▸ **Assignment**
For this exercise, repeat each entry exactly as written.

(Stored data entries)

PR #2357, opened 2024-02-17
Fixes in ADoc

altro3:


.github/workflows/release.yml
```diff
@@ -4,7 +4,7 @@ on:
     types: [published]
 jobs:
   build:
-    name: Release artifacts to Maven Central & SDKMAN, and publish documentation
+    name: Release artifacts to Maven Central & SDKMAN!, and publish documentation
```
sdelamo, line 7: please revert the addition of !. We don't need to add ! to the workflow names.

.github/workflows/release.yml
```diff
@@ -261,7 +261,7 @@ jobs:
           release_version=${GITHUB_REF:11}
           sed -i "s/^projectVersion.*$/projectVersion\=${release_version}/" gradle.properties
           echo "release_version=${release_version}" >> $GITHUB_OUTPUT
-      - name: SDKMAN release
+      - name: SDKMAN! release
```
sdelamo, line 264: please revert the addition of !. We don't need to add ! to the workflow names.

sdelamo (approved):

PR #2378, opened 2024-02-26
major: Switch to security-processor for Micronaut 5.0.0

timyates:
In https://github.com/micronaut-projects/micronaut-security/pull/1611 for Micronaut 5 we moved the JSR 250 annotation mappers to a new module.

This PR updates starter to use this module instead of Micronaut-annotations.

It is a breaking change as it renames the hidden SecurityAnnotations feature to SecurityProcessor.


timyates:
Switched to a draft as this won't work until securty is released and we have a 5.0.0-SNAPSHOT of platform

sdelamo (approved):

PR #2395, opened 2024-03-08
Azure Key Vault needs micronaut discovery client dependency.

wetted:
see https://github.com/micronaut-projects/micronaut-azure/issues/570


sdelamo (changes requested):
This should apply the `DiscoveryClient`feature

PR #2419, opened 2024-03-25
Remove .set() usage from Kotlin DSL

### LINKED ISSUE #2417: Remove set() from Kotlin DSL for Gradle
It was noticed that our Kotlin DSL scripts still use the `.set(....)` syntax.
Since Gradle 8.2, we can use the `=` operator, that will make our scripts nicer.

ie: the aot configuration

```
        convertYamlToJava.set(false)
```

can become

```
        convertYamlToJava = false
```

timyates:
Since Gradle 8.2 it should not be required

Closes #2417


timyates:
I don't think the failures are related to this PR, but I'll investigate a fix...

sdelamo (approved):

timyates:
Yay!

PR #2422, opened 2024-03-26
Switch to use oracle-free instead of oracle-xe

timyates:
In 2.4.0 of TestResources a new Oracle provider was added and the old one deprecated.

For some reason, the old one is failing in our tests for 4.4.0 with

```
Test resources doesn't support resolving expression 'datasources.default.password'
```

https://ge.micronaut.io/s/igklqice44n7w/tests/overview?outcome=FAILED

The fix seems to be to switch to use `KnownModules.JDBC_ORACLE_FREE` instead...

Will people start seeing this failure if they don't change the module in their build when they upgrade?


melix (approved):
The new version changes the inference module to use Oracle Free instead of Oracle XE. However it is indeed curious that the upgrade would break existing builds, as if the old module wasn't used?

sdelamo (approved):

PR #2474, opened 2024-04-26
Generate an ARM OSX binary and publish it to SDKMan and Homebrew

### LINKED ISSUE #2473: Generate native ARM binaries for OSX
Currently we ship an x86 binary for both the arm and x86 channels of SDKMan, then let Rosetta sort it out on the client machine.

[We tried previously to generate an ARM binary](https://github.com/micronaut-projects/micronaut-starter/issues/2107) but at the time there were no ARM runners to build on.

Yesterday, Github switched the `macos-latest` runner across to OSX 14, and it only runs on ARM hardware.

So we should use `macos-latest` to generate the ARM binary.

And `macos-13` to generate the x86 binary.

And then push the correct binary to the correct SDKMan channel

timyates:
The `macos-latest` github runner is now an ARM machine.

To build the amd64 image, we now need to use `macos-13`.

We can turn this breaking change into a positive by using `macos-latest` to generate an ARM binary of the CLI tool, and `macos-13` to generate an x86 binary.

These can then be published to the ARM and X86 channels of SDKMan and Homebrew

Homebrew cask change is here https://github.com/micronaut-projects/homebrew-tap/pull/7

Closes #2473


sdelamo (approved):

graemerocher (approved):

sdelamo:
@timyates resolve the conflict please.

PR #2483, opened 2024-05-08
Fix Maven/Groovy builds with zipkin and jaeger

timyates:
We had an api dependency on micronaut-core-processor which meant it was ending up on the runtime classpath.

This was fixed here

https://github.com/micronaut-projects/micronaut-tracing/issues/553#event-12652214705

However for Maven and Groovy this causes a failure as it no longer ends up getting pulled onto the provided configuration.

Once this fix is released, we can remove the skips from the jaeger and zipkin guides here:

https://github.com/micronaut-projects/micronaut-guides/pull/1459/commits/798040a62c910ec8ac19852e89c68f79aa4c12f0#diff-429b78dd62241a22ac3b663ca2d045441a9326121c3b6bbf19f5859d94c2e3d8

### DIFF
--- a/starter-core/src/main/java/io/micronaut/starter/build/dependencies/MicronautDependencyUtils.java
+++ b/starter-core/src/main/java/io/micronaut/starter/build/dependencies/MicronautDependencyUtils.java
@@ -1,5 +1,5 @@
 /*
- * Copyright 2017-2022 original authors
+ * Copyright 2017-2024 original authors
  *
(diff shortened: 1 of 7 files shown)


sdelamo (approved):

sdelamo:
@timyates create a draft PR in guides reverting the skips

timyates:
https://github.com/micronaut-projects/micronaut-guides/pull/1461

PR #2512, opened 2024-06-13
Add React SSR feature

mikehearn:
Please note that this PR is against the base 5.0.x branch

Adds support for the recently added React SSR view renderer. The generated project uses NPM plugins for Gradle and Maven to set up an integrated frontend/backend project with WebPack driven by the build, so it's a little more complex than a normal template renderer feature.


graemerocher:
should target the 4.5.x branch, it can go in a patch release

mikehearn:
The React SSR feature itself isn't released yet though, right? That was merged into the 5.x branch

graemerocher:
it has been released https://micronaut-projects.github.io/micronaut-views/latest/guide/#react

It is in 5.4.x but that is the version number of `micronaut-views` module not micronaut itself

▸ **Your response**
PR #2357, opened 2024-02-17
Fixes in ADoc

altro3:


.github/workflows/release.yml
```diff
@@ -4,7 +4,7 @@ on:
     types: [published]
 jobs:
   build:
-    name: Release artifacts to Maven Central & SDKMAN, and publish documentation
+    name: Release artifacts to Maven Central & SDKMAN!, and publish documentation
```
sdelamo, line 7: please revert the addition of !. We don't need to add ! to the workflow names.

.github/workflows/release.yml
```diff
@@ -261,7 +261,7 @@ jobs:
           release_version=${GITHUB_REF:11}
           sed -i "s/^projectVersion.*$/projectVersion\=${release_version}/" gradle.properties
           echo "release_version=${release_version}" >> $GITHUB_OUTPUT
-      - name: SDKMAN release
+      - name: SDKMAN! release
```
sdelamo, line 264: please revert the addition of !. We don't need to add ! to the workflow names.

sdelamo (approved):

PR #2378, opened 2024-02-26
major: Switch to security-processor for Micronaut 5.0.0

timyates:
In https://github.com/micronaut-projects/micronaut-security/pull/1611 for Micronaut 5 we moved the JSR 250 annotation mappers to a new module.

This PR updates starter to use this module instead of Micronaut-annotations.

It is a breaking change as it renames the hidden SecurityAnnotations feature to SecurityProcessor.


timyates:
Switched to a draft as this won't work until securty is released and we have a 5.0.0-SNAPSHOT of platform

sdelamo (approved):

PR #2395, opened 2024-03-08
Azure Key Vault needs micronaut discovery client dependency.

wetted:
see https://github.com/micronaut-projects/micronaut-azure/issues/570


sdelamo (changes requested):
This should apply the `DiscoveryClient`feature

PR #2419, opened 2024-03-25
Remove .set() usage from Kotlin DSL

### LINKED ISSUE #2417: Remove set() from Kotlin DSL for Gradle
It was noticed that our Kotlin DSL scripts still use the `.set(....)` syntax.
Since Gradle 8.2, we can use the `=` operator, that will make our scripts nicer.

ie: the aot configuration

```
        convertYamlToJava.set(false)
```

can become

```
        convertYamlToJava = false
```

timyates:
Since Gradle 8.2 it should not be required

Closes #2417


timyates:
I don't think the failures are related to this PR, but I'll investigate a fix...

sdelamo (approved):

timyates:
Yay!

PR #2422, opened 2024-03-26
Switch to use oracle-free instead of oracle-xe

timyates:
In 2.4.0 of TestResources a new Oracle provider was added and the old one deprecated.

For some reason, the old one is failing in our tests for 4.4.0 with

```
Test resources doesn't support resolving expression 'datasources.default.password'
```

https://ge.micronaut.io/s/igklqice44n7w/tests/overview?outcome=FAILED

The fix seems to be to switch to use `KnownModules.JDBC_ORACLE_FREE` instead...

Will people start seeing this failure if they don't change the module in their build when they upgrade?


melix (approved):
The new version changes the inference module to use Oracle Free instead of Oracle XE. However it is indeed curious that the upgrade would break existing builds, as if the old module wasn't used?

sdelamo (approved):

PR #2474, opened 2024-04-26
Generate an ARM OSX binary and publish it to SDKMan and Homebrew

### LINKED ISSUE #2473: Generate native ARM binaries for OSX
Currently we ship an x86 binary for both the arm and x86 channels of SDKMan, then let Rosetta sort it out on the client machine.

[We tried previously to generate an ARM binary](https://github.com/micronaut-projects/micronaut-starter/issues/2107) but at the time there were no ARM runners to build on.

Yesterday, Github switched the `macos-latest` runner across to OSX 14, and it only runs on ARM hardware.

So we should use `macos-latest` to generate the ARM binary.

And `macos-13` to generate the x86 binary.

And then push the correct binary to the correct SDKMan channel

timyates:
The `macos-latest` github runner is now an ARM machine.

To build the amd64 image, we now need to use `macos-13`.

We can turn this breaking change into a positive by using `macos-latest` to generate an ARM binary of the CLI tool, and `macos-13` to generate an x86 binary.

These can then be published to the ARM and X86 channels of SDKMan and Homebrew

Homebrew cask change is here https://github.com/micronaut-projects/homebrew-tap/pull/7

Closes #2473


sdelamo (approved):

graemerocher (approved):

sdelamo:
@timyates resolve the conflict please.

PR #2483, opened 2024-05-08
Fix Maven/Groovy builds with zipkin and jaeger

timyates:
We had an api dependency on micronaut-core-processor which meant it was ending up on the runtime classpath.

This was fixed here

https://github.com/micronaut-projects/micronaut-tracing/issues/553#event-12652214705

However for Maven and Groovy this causes a failure as it no longer ends up getting pulled onto the provided configuration.

Once this fix is released, we can remove the skips from the jaeger and zipkin guides here:

https://github.com/micronaut-projects/micronaut-guides/pull/1459/commits/798040a62c910ec8ac19852e89c68f79aa4c12f0#diff-429b78dd62241a22ac3b663ca2d045441a9326121c3b6bbf19f5859d94c2e3d8

### DIFF
--- a/starter-core/src/main/java/io/micronaut/starter/build/dependencies/MicronautDependencyUtils.java
+++ b/starter-core/src/main/java/io/micronaut/starter/build/dependencies/MicronautDependencyUtils.java
@@ -1,5 +1,5 @@
 /*
- * Copyright 2017-2022 original authors
+ * Copyright 2017-2024 original authors
  *
(diff shortened: 1 of 7 files shown)


sdelamo (approved):

sdelamo:
@timyates create a draft PR in guides reverting the skips

timyates:
https://github.com/micronaut-projects/micronaut-guides/pull/1461

PR #2512, opened 2024-06-13
Add React SSR feature

mikehearn:
Please note that this PR is against the base 5.0.x branch

Adds support for the recently added React SSR view renderer. The generated project uses NPM plugins for Gradle and Maven to set up an integrated frontend/backend project with WebPack driven by the build, so it's a little more complex than a normal template renderer feature.


graemerocher:
should target the 4.5.x branch, it can go in a patch release

mikehearn:
The React SSR feature itself isn't released yet though, right? That was merged into the 5.x branch

graemerocher:
it has been released https://micronaut-projects.github.io/micronaut-views/latest/guide/#react

It is in 5.4.x but that is the version number of `micronaut-views` module not micronaut itself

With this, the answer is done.